▸ Problem description
Repeat the records below in their entirety, exactly.

▸ Input material
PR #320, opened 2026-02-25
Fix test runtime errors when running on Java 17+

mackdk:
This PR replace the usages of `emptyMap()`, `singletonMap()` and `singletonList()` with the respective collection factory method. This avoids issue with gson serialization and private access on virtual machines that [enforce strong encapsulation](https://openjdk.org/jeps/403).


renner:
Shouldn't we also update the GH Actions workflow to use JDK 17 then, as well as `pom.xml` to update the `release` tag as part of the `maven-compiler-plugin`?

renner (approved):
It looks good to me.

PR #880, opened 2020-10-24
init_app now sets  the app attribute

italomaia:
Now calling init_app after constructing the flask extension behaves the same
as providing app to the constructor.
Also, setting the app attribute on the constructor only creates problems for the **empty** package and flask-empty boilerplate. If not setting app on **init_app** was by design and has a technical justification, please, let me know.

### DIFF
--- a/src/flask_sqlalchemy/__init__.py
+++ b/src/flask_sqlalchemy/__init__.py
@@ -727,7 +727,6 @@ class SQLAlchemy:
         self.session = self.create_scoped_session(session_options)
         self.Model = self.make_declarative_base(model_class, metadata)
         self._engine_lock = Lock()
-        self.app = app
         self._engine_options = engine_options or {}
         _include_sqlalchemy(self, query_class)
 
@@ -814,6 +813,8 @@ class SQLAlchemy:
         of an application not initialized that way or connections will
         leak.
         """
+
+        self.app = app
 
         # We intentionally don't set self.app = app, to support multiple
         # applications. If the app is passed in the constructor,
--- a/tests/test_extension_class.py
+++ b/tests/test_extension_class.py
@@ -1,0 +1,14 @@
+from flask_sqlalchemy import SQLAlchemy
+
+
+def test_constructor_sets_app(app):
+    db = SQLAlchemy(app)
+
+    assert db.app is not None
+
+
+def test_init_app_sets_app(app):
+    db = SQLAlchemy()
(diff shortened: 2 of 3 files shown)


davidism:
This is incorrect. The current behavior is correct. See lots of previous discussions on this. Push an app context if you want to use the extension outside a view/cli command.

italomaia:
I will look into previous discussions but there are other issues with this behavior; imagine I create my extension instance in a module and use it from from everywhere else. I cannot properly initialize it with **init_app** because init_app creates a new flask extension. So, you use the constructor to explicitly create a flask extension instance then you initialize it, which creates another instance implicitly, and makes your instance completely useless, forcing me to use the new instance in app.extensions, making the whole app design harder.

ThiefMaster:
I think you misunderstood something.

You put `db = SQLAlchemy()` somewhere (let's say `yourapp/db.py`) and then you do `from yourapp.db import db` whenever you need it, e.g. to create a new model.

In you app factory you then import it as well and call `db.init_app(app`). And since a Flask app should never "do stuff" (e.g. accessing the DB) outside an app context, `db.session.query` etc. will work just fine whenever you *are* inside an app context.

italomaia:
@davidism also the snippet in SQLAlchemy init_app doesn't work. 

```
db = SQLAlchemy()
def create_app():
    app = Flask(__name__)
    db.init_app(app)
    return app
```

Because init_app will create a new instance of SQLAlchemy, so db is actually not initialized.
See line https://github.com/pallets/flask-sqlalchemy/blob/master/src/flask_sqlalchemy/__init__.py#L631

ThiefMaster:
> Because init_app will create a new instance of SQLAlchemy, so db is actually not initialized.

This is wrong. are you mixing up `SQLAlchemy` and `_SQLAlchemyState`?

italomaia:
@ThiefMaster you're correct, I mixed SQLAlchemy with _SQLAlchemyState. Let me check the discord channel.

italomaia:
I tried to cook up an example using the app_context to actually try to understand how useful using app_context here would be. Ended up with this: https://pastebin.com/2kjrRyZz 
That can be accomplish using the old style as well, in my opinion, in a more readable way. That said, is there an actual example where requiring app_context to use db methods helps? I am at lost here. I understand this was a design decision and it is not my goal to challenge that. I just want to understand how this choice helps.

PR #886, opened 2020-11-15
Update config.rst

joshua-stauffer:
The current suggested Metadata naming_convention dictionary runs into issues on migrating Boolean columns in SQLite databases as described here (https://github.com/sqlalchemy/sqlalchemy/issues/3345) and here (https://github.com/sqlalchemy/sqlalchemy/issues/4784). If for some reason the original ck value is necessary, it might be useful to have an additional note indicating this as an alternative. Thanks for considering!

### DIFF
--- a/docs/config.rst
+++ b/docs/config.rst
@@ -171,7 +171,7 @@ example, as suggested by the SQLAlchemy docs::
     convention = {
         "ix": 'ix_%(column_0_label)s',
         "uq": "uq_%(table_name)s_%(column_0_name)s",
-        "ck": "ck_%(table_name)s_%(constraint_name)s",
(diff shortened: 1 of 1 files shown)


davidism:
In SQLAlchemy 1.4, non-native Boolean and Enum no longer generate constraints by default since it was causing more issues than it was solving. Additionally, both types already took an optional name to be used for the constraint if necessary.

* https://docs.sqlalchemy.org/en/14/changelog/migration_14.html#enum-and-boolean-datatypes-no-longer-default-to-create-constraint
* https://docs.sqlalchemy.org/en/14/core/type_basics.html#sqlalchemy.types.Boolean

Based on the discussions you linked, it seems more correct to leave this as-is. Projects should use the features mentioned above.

▸ Your response
PR #320, opened 2026-02-25
Fix test runtime errors when running on Java 17+

mackdk:
This PR replace the usages of `emptyMap()`, `singletonMap()` and `singletonList()` with the respective collection factory method. This avoids issue with gson serialization and private access on virtual machines that [enforce strong encapsulation](https://openjdk.org/jeps/403).


renner:
Shouldn't we also update the GH Actions workflow to use JDK 17 then, as well as `pom.xml` to update the `release` tag as part of the `maven-compiler-plugin`?

renner (approved):
It looks good to me.

PR #880, opened 2020-10-24
init_app now sets  the app attribute

italomaia:
Now calling init_app after constructing the flask extension behaves the same
as providing app to the constructor.
Also, setting the app attribute on the constructor only creates problems for the **empty** package and flask-empty boilerplate. If not setting app on **init_app** was by design and has a technical justification, please, let me know.

### DIFF
--- a/src/flask_sqlalchemy/__init__.py
+++ b/src/flask_sqlalchemy/__init__.py
@@ -727,7 +727,6 @@ class SQLAlchemy:
         self.session = self.create_scoped_session(session_options)
         self.Model = self.make_declarative_base(model_class, metadata)
         self._engine_lock = Lock()
-        self.app = app
         self._engine_options = engine_options or {}
         _include_sqlalchemy(self, query_class)
 
@@ -814,6 +813,8 @@ class SQLAlchemy:
         of an application not initialized that way or connections will
         leak.
         """
+
+        self.app = app
 
         # We intentionally don't set self.app = app, to support multiple
         # applications. If the app is passed in the constructor,
--- a/tests/test_extension_class.py
+++ b/tests/test_extension_class.py
@@ -1,0 +1,14 @@
+from flask_sqlalchemy import SQLAlchemy
+
+
+def test_constructor_sets_app(app):
+    db = SQLAlchemy(app)
+
+    assert db.app is not None
+
+
+def test_init_app_sets_app(app):
+    db = SQLAlchemy()
(diff shortened: 2 of 3 files shown)


davidism:
This is incorrect. The current behavior is correct. See lots of previous discussions on this. Push an app context if you want to use the extension outside a view/cli command.

italomaia:
I will look into previous discussions but there are other issues with this behavior; imagine I create my extension instance in a module and use it from from everywhere else. I cannot properly initialize it with **init_app** because init_app creates a new flask extension. So, you use the constructor to explicitly create a flask extension instance then you initialize it, which creates another instance implicitly, and makes your instance completely useless, forcing me to use the new instance in app.extensions, making the whole app design harder.

ThiefMaster:
I think you misunderstood something.

You put `db = SQLAlchemy()` somewhere (let's say `yourapp/db.py`) and then you do `from yourapp.db import db` whenever you need it, e.g. to create a new model.

In you app factory you then import it as well and call `db.init_app(app`). And since a Flask app should never "do stuff" (e.g. accessing the DB) outside an app context, `db.session.query` etc. will work just fine whenever you *are* inside an app context.

italomaia:
@davidism also the snippet in SQLAlchemy init_app doesn't work. 

```
db = SQLAlchemy()
def create_app():
    app = Flask(__name__)
    db.init_app(app)
    return app
```

Because init_app will create a new instance of SQLAlchemy, so db is actually not initialized.
See line https://github.com/pallets/flask-sqlalchemy/blob/master/src/flask_sqlalchemy/__init__.py#L631

ThiefMaster:
> Because init_app will create a new instance of SQLAlchemy, so db is actually not initialized.

This is wrong. are you mixing up `SQLAlchemy` and `_SQLAlchemyState`?

italomaia:
@ThiefMaster you're correct, I mixed SQLAlchemy with _SQLAlchemyState. Let me check the discord channel.

italomaia:
I tried to cook up an example using the app_context to actually try to understand how useful using app_context here would be. Ended up with this: https://pastebin.com/2kjrRyZz 
That can be accomplish using the old style as well, in my opinion, in a more readable way. That said, is there an actual example where requiring app_context to use db methods helps? I am at lost here. I understand this was a design decision and it is not my goal to challenge that. I just want to understand how this choice helps.

PR #886, opened 2020-11-15
Update config.rst

joshua-stauffer:
The current suggested Metadata naming_convention dictionary runs into issues on migrating Boolean columns in SQLite databases as described here (https://github.com/sqlalchemy/sqlalchemy/issues/3345) and here (https://github.com/sqlalchemy/sqlalchemy/issues/4784). If for some reason the original ck value is necessary, it might be useful to have an additional note indicating this as an alternative. Thanks for considering!

### DIFF
--- a/docs/config.rst
+++ b/docs/config.rst
@@ -171,7 +171,7 @@ example, as suggested by the SQLAlchemy docs::
     convention = {
         "ix": 'ix_%(column_0_label)s',
         "uq": "uq_%(table_name)s_%(column_0_name)s",
-        "ck": "ck_%(table_name)s_%(constraint_name)s",
(diff shortened: 1 of 1 files shown)


davidism:
In SQLAlchemy 1.4, non-native Boolean and Enum no longer generate constraints by default since it was causing more issues than it was solving. Additionally, both types already took an optional name to be used for the constraint if necessary.

* https://docs.sqlalchemy.org/en/14/changelog/migration_14.html#enum-and-boolean-datatypes-no-longer-default-to-create-constraint
* https://docs.sqlalchemy.org/en/14/core/type_basics.html#sqlalchemy.types.Boolean

Based on the discussions you linked, it seems more correct to leave this as-is. Projects should use the features mentioned above.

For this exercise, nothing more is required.